Performance
Unlike CPython, Seq compiles to LLVM IR, which in turn compiles to native machine code. Because of this,
Seq's performance is usually comparable to that of C or C++, and can often be even better once
domain-specific compiler optimizations are applied. The Seq compiler performs static type checking, which
avoids the cost of checking types at runtime that most other Python implementations incur.
Below are several real-world benchmarks showing Seq's performance compared to hand-optimized tools.
Below are several real-world benchmarks showing Seq's performance compared to hand-optimized tools.
Smith-Waterman alignment is a standard algorithm
used in many genomics applications. This benchmark consists of aligning sequences as part of long-read mapping, and
compares Seq with minimap2. The Seq implementation makes use of the
compiler's inter-sequence alignment optimization to attain better performance.

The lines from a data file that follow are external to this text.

PR #343, opened 2022-01-31
Influx multiple measures

vpoliukh:
- Added custom query in pipeline config
- Added filtering stage
- Updated Influx/Influx2 json schemas with 'query' and 'transform' fields

Related ticket: [AL-9987](https://anodot.atlassian.net/browse/AL-9987)


agent/tests/input_files/influx_pipelines.json
```diff
@@ -21,6 +21,22 @@
...
+      "required": [],
+      "optional": ["cpu", "host"]
+    },
+    "transform": {
+      "file": "/home/influx_transform.csv"
+    },
+    "properties": {"test": "val"},
+    "interval": 1200000,
+    "uses_schema": false
+  },
```
AntonZelenin, line 39: can we have a test that uses the query field?

vpoliukh: Added custom test query quite similar to auto-generated

AntonZelenin (approved):

agent/src/agent/pipeline/config/stages/source/influx.py
```diff
@@ -26,7 +26,10 @@ def get_auth_config(self):
             'conf.client.basicAuth.password': self.pipeline.source.config.get('password', '')
         }
 
-    def get_query(self):
+    def get_query(self) -> str:
+        if self.pipeline.query:
+            return f"{quote_plus(self.pipeline.query)}"
```
dariakharlan, line 31: we should add the timestamp condition so pipeline will be able to fetch them continuously. Like in jdbc pipelines, require a client to have a {TIMESTAMP_CONDITION} constant in the query and replace it with `("time" > ${record:value('/last_timestamp')} AND "time" <= ${record:value('/last_timestamp')} + {interval} AND "time" < now() - {delay})"

dariakharlan (changes requested):
`measurement_name` config in the pipeline shouldn't be required if the query is specified
`measurement_name`  here is like a table name and influx allows specifying multiple names in its query like this `select name, value from meas1, meas2, meas3 where something = 1`. Right now the agent won't parse a response from a query like that completely, we should fix it (and create a test for it)

agent/src/agent/pipeline/config/stages/source/influx.py
vpoliukh: Updated.
Maybe we need to set manually these **meas1, meas2, meas3** (from your example) values as  `measurement_name` in pipeline config so they appear in next JS stages

Because now, for example, records in JS tranform stage look as following (measurement_category - empty):

```text
properties : MAP
   target_type : gauge
   test : val
   cpu : cpu-total-usage
   host : msk-air-trn5
   measurement_category : {}
   what : usage_active
```

AntonZelenin (approved):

Global alignment is an important algorithm in comparative genomics and related fields. This benchmark implements
the popular AVID global alignment tool in Seq and
compares its performance with the original.

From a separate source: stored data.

PR #345, opened 2022-02-02
Promql 3.0

AntonZelenin:


agent/src/agent/pipeline/json_builder/json_builder.py
```diff
@@ -127,27 +133,67 @@ def _validate_config_for_create(config: dict):
...
+    config['uses_schema'] = _uses_schema(pipeline_, config, is_edit)
     json_builder.get(pipeline_, config, is_edit).build()
     # todo too many validations, 4 validations here
     pipeline.config.validators.get_config_validator(pipeline_.source.type).validate(pipeline_)
 
 
+class _SchemaChooser:
+    @staticmethod
+    def choose(pipeline_: Pipeline, config: dict, is_edit=False) -> bool:
+        if isinstance(pipeline_, pipeline.RawPipeline):
```
dariakharlan, line 161: shouldn't we add the same condition here for TestPipeline also? if we decide that test pipelines don't use schema

agent/src/agent/pipeline/json_builder/json_builder.py
```diff
@@ -127,27 +133,67 @@ def _validate_config_for_create(config: dict):
...
+            and 'values' in config and bool(config['values'])
+        )
+        if conf_uses and not actual_schema:
+            raise ConfigurationException(
+                'PromQL pipelines support protocol 3.0 only if `dimensions` and `values` are specified'
+            )
+        return actual_schema
+
+
+def _uses_schema(pipeline_: Pipeline, config: dict, is_edit=False) -> bool:
```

CORA is an all-mapping tool for WGS short-reads
that exploits redundancies in the genome to find all mappings of a read. This benchmark implements CORA's index
("homology table") construction step in Seq.
mrsFAST is a perfect-sensitivity all-mapping tool based on Hamming
distance. This benchmark implements mrsFAST's single-end read mapping algorithm in Seq (chr1 results), as well as an
alternative version using an FM-index with Seq's prefetch optimization (hg19 results).
Data preprocessing has become an increasingly time-consuming step in the genomics analysis pipeline. This benchmark
implements in Seq a standard preprocessing task,
GATK's SplitNCigarReads,
and compares performance on several datasets.
"Super-Maximal Exact Matches" (SMEMs) are a central component of many genomics algorithms, ranging from alignment to
assembly. This benchmark implements BWA-MEM's SMEM algorithm in Seq. Seq's
prefetch optimization leads to better performance.
Haplotype phasing is a downstream analysis that can
provide numerous biological insights beyond raw genotypes alone.
HapTree-X is a phasing algorithm implemented entirely
in Seq, whose performance is benchmarked here relative to several widely-used phasing tools.